For the records that follow, say how many lines have the word "fields" in them. Write the number and nothing more.

Data for the task.
%%

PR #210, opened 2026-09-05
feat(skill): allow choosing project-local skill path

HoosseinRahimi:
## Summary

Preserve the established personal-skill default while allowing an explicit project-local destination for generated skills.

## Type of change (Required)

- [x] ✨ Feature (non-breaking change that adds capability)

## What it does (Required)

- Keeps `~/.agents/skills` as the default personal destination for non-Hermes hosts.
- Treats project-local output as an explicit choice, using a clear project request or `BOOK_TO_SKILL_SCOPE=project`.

%%
%%

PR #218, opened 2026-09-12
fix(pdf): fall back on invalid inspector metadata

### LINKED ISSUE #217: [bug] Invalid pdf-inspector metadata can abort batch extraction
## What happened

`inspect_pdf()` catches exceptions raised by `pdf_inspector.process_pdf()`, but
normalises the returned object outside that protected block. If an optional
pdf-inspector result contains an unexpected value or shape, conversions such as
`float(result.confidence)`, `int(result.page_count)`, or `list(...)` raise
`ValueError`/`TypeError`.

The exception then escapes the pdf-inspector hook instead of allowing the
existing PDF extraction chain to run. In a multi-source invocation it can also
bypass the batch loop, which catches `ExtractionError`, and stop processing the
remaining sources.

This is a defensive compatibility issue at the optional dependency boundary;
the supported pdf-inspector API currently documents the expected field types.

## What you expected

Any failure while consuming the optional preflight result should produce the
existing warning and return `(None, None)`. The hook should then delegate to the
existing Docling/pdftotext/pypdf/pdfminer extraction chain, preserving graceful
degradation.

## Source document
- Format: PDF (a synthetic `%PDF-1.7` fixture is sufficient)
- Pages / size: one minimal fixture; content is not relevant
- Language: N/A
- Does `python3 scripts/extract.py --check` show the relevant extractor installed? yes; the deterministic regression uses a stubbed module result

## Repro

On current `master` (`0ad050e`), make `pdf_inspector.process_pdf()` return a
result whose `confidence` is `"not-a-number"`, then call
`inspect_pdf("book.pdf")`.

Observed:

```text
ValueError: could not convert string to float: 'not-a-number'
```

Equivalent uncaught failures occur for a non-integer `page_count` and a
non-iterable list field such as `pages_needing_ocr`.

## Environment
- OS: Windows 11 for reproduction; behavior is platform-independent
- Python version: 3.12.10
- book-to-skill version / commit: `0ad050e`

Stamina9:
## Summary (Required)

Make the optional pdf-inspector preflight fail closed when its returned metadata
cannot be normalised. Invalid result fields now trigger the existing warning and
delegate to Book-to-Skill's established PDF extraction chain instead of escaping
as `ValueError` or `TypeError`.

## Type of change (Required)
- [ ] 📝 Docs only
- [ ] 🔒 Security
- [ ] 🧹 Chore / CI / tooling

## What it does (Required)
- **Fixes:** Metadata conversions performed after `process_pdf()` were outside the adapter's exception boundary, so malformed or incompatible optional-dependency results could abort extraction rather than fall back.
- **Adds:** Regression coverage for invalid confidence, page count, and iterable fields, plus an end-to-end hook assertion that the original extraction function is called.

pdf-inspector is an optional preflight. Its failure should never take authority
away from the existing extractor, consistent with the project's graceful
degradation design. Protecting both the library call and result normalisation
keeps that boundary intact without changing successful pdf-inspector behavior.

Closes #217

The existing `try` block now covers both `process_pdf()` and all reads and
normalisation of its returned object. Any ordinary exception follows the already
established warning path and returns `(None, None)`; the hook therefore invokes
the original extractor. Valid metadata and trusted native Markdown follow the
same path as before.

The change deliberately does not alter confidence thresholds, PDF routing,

%%

Response below. 2